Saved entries

PR #365, opened 2025-03-30
Add Python Context demo

pepone:


python/Ice/context/README.md
```diff
@@ -0,0 +1,74 @@
...
+```shell
+slice2py ../slice/Greeter.ice
+```
+
+- Run the server program:
+
+```shell
+python main.py
+```
+
```
bernardnormier, line 43: Should we add deactivate instructions? Not just here, but in all Python demos.

python/Ice/context/client/requirements.txt
```diff
@@ -0,0 +1,11 @@
+# Use ZeroC Nightly repository as the main index for pip
+--index-url https://download.zeroc.com/nexus/repository/pypi-nightly/simple/
+
+# Allow installing additional packages from PyPI main index if not found in the ZeroC repository
+--extra-index-url https://pypi.org/simple/
+
+# Allow installing pre-release versions (required for zeroc-ice nightly builds)
+--pre
+
+# Add the zeroc-ice package (latest nightly version)
```
bernardnormier, line 10: Maybe add something like:
```
# Add the zeroc-ice package (latest nightly version). This package includes the Slice compiler for Python (slice2py).
```

python/Ice/context/client/requirements.txt
```diff
@@ -0,0 +1,11 @@
+# Use ZeroC Nightly repository as the main index for pip
```
bernardnormier, line 1: I would at a period (`.`) at the end of all these comments.

python/Ice/context/client/main.py
```diff
@@ -0,0 +1,47 @@
...
+from VisitorCenter import GreeterPrx
+
+async def main():
+    # Set the Ice.ImplicitContext property to "Shared" before calling Ice.initialize.
+    # This is only necessary for the implicit context API (see below).
+    initData = Ice.InitializationData()
+    initData.properties = Ice.createProperties(sys.argv)
+    initData.properties.setProperty("Ice.ImplicitContext", "Shared")
+
+    # Configure the Ice runtime to use asyncio.
```
bernardnormier, line 19: While this is consistent with the comment on initialize below, I am concerned this is confusing.

The Ice runtime and an Ice communicator are not synonymous. For example, a "process logger" is definitely about the Ice runtime, while this asyncio enabling is only for a single commmunicator, not the Ice runtime as a whole.

For another PR!

bernardnormier (approved):

python/Ice/context/client/requirements.txt
pepone: Fine. I would use `the Slice to Python compiler` as that is the term we use more frequently.

PR #366, opened 2025-03-31
Add Python filesystem demo

pepone:


python/Ice/filesystem/client/main.py
```diff
@@ -0,0 +1,48 @@
...
+
+async def main():
+    # Create an Ice communicator to initialize the Ice runtime. It will be automatically destroyed at the end of the
+    # with block. We enable asyncio support by passing the current event loop to initialize.
+    with Ice.initialize(sys.argv, eventLoop=asyncio.get_running_loop()) as communicator:
+
+        # Create a proxy for the root directory.
+        rootDir = DirectoryPrx(communicator, "RootDir:tcp -h localhost -p 4061")
+
+        async def list_recursive(directory, depth=0):
```
bernardnormier, line 19: Can we move `list_recurvise` elsewhere?

I find it hard to follow to have this big local function in the middleware of the code.

python/Ice/filesystem/server/m_directory.py
```diff
@@ -0,0 +1,36 @@
+# Copyright (c) ZeroC, Inc.
+
+from Filesystem import Directory, NodePrx
+import Ice
+
+class MDirectory(Directory):
+
```
bernardnormier, line 7: Missing doc-comment

python/Ice/filesystem/server/m_file.py
```diff
@@ -0,0 +1,42 @@
...
+        Parameters
+        ----------
+        name : str
+            The name of the file.
+        """
+        self._name = name
+        self._lines = []
+
+
+    def name(self, current: Ice.Current) -> str:
```
bernardnormier, line 24: A big part of this demo is to showcase implementation reuse with multiple inheritance - with a reusable MNode, like in C++. Can you do that in Python too? We can't do it in C# since we map Disp to classes and C# has no multiple inheritance for classes.

bernardnormier (approved):

python/Ice/filesystem/client/main.py
pepone: Moved the definition out before main.

python/Ice/filesystem/server/m_file.py
pepone: Reworked to use multiple inheritance.

bernardnormier (approved):
Looks good. The main README is still missing.

PR #367, opened 2025-03-31
Add Ice/config demo

pepone:


python/Ice/config/server/main.py
```diff
@@ -0,0 +1,32 @@
+#!/usr/bin/env python
+# Copyright (c) ZeroC, Inc.
+
+import Ice
+import chatbot
+import sys
+
+def main():
+    # Create an Ice communicator to initialize the Ice runtime. The communicator is destroyed at the end of the with
```
bernardnormier, line 9: In the client, we have a blank line after main and a blank like after the with statement. Which formatting is preferred?

bernardnormier (approved):
Looks good.

PR #369, opened 2025-03-31
Remove obsolete MATLAB demos

bernardnormier:
I kept only greeter (the new model) and matrix (unique to MATLAB ... but requires a Python server that was removed).

I also removed the Ice/gui demo (that unique to MATLAB): I don't think it's worthwhile to keep such GUI demos that don't show anything particular wrt Ice.


pepone (approved):

pepone:
> and matrix (unique to MATLAB ... but requires a Python server that was removed).

I find this demo isn't particularly good and showing any Ice features.

Ice for MATLAB doesn't have a special mapping for matrix types. Here we are showing how to create MATLAB matrix from a sequence.

The returned sequences randomly uses RowMajor or ColumnMajor, making the Python client suboptimal. It cannot take advantage of the builtin support for `numpy.ndarray`.

externl (approved):

PR #370, opened 2025-04-01
Add matrix demo

pepone:
This brings back the Ice/matrix python demo, just updated to use the new structure. I'm not convinced we should keep this demo.


bernardnormier:
If this a demo for MATLAB - that can be improved - I would actually put both the MATLAB client and Python server in the matlab demo tree. No Python client.

pepone:
> If this a demo for MATLAB 

I think we should remove the MATLAB side too, I don't see what Ice feature are we showing here or in the MATLAB side.

PR #372, opened 2025-04-01
Add Python cancellation demo

pepone:
Port the new C# cancellation demo to python.


python/Ice/cancellation/client/main.py
```diff
@@ -0,0 +1,61 @@
...
+            f = slowGreeter.greetAsync("bob")
+
+            async def cancel():
+                asyncio.sleep(4)
+                f.cancel()
+
+            asyncio.create_task(cancel())
+            greeting = await f
+            print(f"Received unexpected greeting: {greeting}")
+        except asyncio.exceptions.CancelledError as exception:
```
pepone, line 53: Note that because we are using asyncio futures we get `CancelledError` and not `InvocationCanceledException`

python/Ice/cancellation/client/main.py
```diff
@@ -0,0 +1,61 @@
...
+        slowGreeter = GreeterPrx(communicator, "slowGreeter:tcp -h localhost -p 4061")
+
+        # Create another slow greeter proxy with an invocation timeout of 4 seconds (the default invocation timeout is
+        # infinite).
+        slowGreeter4s = slowGreeter.ice_invocationTimeout(4000)
+
+        # Send a request to the regular greeter and get the response.
+        greeting = await greeter.greetAsync(getpass.getuser())
+        print(greeting)
+
```
bernardnormier, line 33: extra blank line

python/Ice/cancellation/client/main.py
```diff
@@ -0,0 +1,61 @@
...
+            greeting = await slowGreeter4s.greetAsync("alice")
+            print(f"Received unexpected greeting: {greeting}")
+        except Ice.InvocationTimeoutException as exception:
+            print(f"Caught InvocationTimeoutException, as expected: {exception}")
+
+        # Send a request to the slow greeter, and cancel this request after 4 seconds.
+        try:
+            f = slowGreeter.greetAsync("bob")
+
+            async def cancel():
```
bernardnormier, line 46: I would do simpler and just sleep and cancel inline. No need for a task.

python/Ice/cancellation/client/main.py
bernardnormier: I am not following.

If I await a future returned by Ice and the future is completed by some Ice local exception, I don't get that local exception??

python/Ice/cancellation/server/chatbot.py
```diff
@@ -0,0 +1,29 @@
...
+        ----------
+        delay : float
+            The delay before returning each greeting.
+        """
+        self._delay = delay
+
+    # Implements the method greet from the Greeter class generated by the Slice compiler.
+    # This variant is the synchronous implementation.
+    async def greet(self, name: str, current: Ice.Current) -> str:
+        print(f"Dispatching greet request {{ name = '{name}' }}")
```
bernardnormier, line 27: Dispatch cancellation is not doable in Python?

pepone: Doable yes. Not as elegant as with C# cancelation tokens. We can pass a future to the servant instead of a cancelation token.

Then instead of awaiting `asyncio.sleep` we would have to away both the sleep task and the extra future.

python/Ice/cancellation/client/main.py
pepone: > Does Ice for Python provide any wrapper for the cancellation function that Ice C++ returns? If yes, demo that. If not, don't demo canceling an asyncio future.

Here the cancelation is forwarded from `asyncio.Future -> Ice.Future -> C++ cancel callback`. The invocation is canceled when you cancel the asyncio.Future but you don't get the InvocationCanceled becase the future is already settled as canceled.

I would remove this part is not very interesting.

bernardnormier: This means the demo is now purely about invocation timeout? Then, we should rename it.

pepone: InvocationTimeout?

pepone:
renamed the demo to invocation_time, it no longer shows how to use future cancel API. And there is not dispatch cancellation.

python/Ice/cancellation/client/main.py
bernardnormier: Yes

python/Ice/invocation_timeout/README.md
```diff
@@ -0,0 +1,68 @@
+# Ice Invocation Timeout
+
+The Invocation Timeout demo shows how to use invocation timeouts
```
bernardnormier, line 3: missing period

python/Ice/invocation_timeout/server/chatbot.py
```diff
@@ -0,0 +1,29 @@
...
+
+        Parameters
+        ----------
+        delay : float
+            The delay before returning each greeting.
+        """
+        self._delay = delay
+
+    # Implements the method greet from the Greeter class generated by the Slice compiler.
+    # This variant is the synchronous implementation.
```
bernardnormier, line 25: This variant comment is not accurate.

bernardnormier (approved):
Looks good.

externl (approved):

PR #373, opened 2025-04-01
Add new context demo (MATLAB)

bernardnormier:


externl (approved):

matlab/Ice/context/client.m
```diff
@@ -0,0 +1,59 @@
...
+    % or IP address.
+    greeter = VisitorCenter.GreeterPrx(communicator, 'greeter:tcp -h localhost -p 4061');
+
+    % Create a request context.
+    context = containers.Map('KeyType', 'char', 'ValueType', 'char');
+
+    % Send a request to the remote object and get the response. We request a French greeting by setting 'language' in
+    % the context parameter.
+    context('language') = 'fr';
+    greeting = greeter.greet(char(java.lang.System.getProperty('user.name')), context);
```
pepone, line 44: I would hardcode the name if there ins't a plain MATLAB way to get this info, isn't that important.

matlab/Ice/context/client.m
```diff
@@ -0,0 +1,59 @@
+% Copyright (c) ZeroC, Inc.
+
+function client(args)
+    % We put the code generated by the Slice compiler in the 'generated' subdirectory.
+    addpath('generated');
```
pepone, line 5: Maybe rmpath would be better handled with a `onCleanup`, can we avoid the `addpath` by generating the code in the current directory, I think we still put everything in VisitorCenter, so is easy to .gitignore it.

matlab/Ice/context/client.m
```diff
@@ -0,0 +1,59 @@
...
+
+    % Load the Ice library if it is not already loaded.
+    if ~libisloaded('ice')
```
pepone, line 8: I guess we use this model because we don't call `unloadlibrary` we probably should.

matlab/Ice/context/client.m
```diff
@@ -0,0 +1,59 @@
...
+        loadlibrary('ice', @iceproto);
+    end
+
+    % The Slice module VisitorCenter maps to a MATLAB package with the same name.
+    import VisitorCenter.*
+
+    if nargin == 0
+        args = {};
```
pepone, line 16: Should the readme mention this args?

pepone (approved):
Looks good. Just a few minor things in the comments.

matlab/Ice/context/client.m
bernardnormier: I'd rather keep it for consistency with the demos in the other languages. It works fine and it's cross-platform.

matlab/Ice/context/client.m
bernardnormier: For a follow-up PR.

matlab/Ice/context/client.m
bernardnormier: I don't think we need to.

bernardnormier: Also, it doesn't work, so we should fix it!

PR #375, opened 2025-04-01
Update communicator creation comments in C# demos

bernardnormier:
There are essentially 3 variations:

a) Client
```
```

b) Server
```
// Create an Ice communicator. We'll use this communicator to create an object adapter.
```

c) Client+Server
```
// Create an Ice communicator. We'll use this communicator to create proxies, manage outgoing connections, and create
// an object adapter.
```

The plural for proxies and outgoing connections is intentional, even though many demos create a single proxy and a single outgoing connection. The communicator's job is to create proxies and manage outgoing connections (and more), and most client applications do create many proxies and sometimes multiples connections.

:: Task details ::
Copy every line of the entries in which "latest" can be found.

:: Exercise result ::
+# Add the zeroc-ice package (latest nightly version)
# Add the zeroc-ice package (latest nightly version). This package includes the Slice compiler for Python (slice2py).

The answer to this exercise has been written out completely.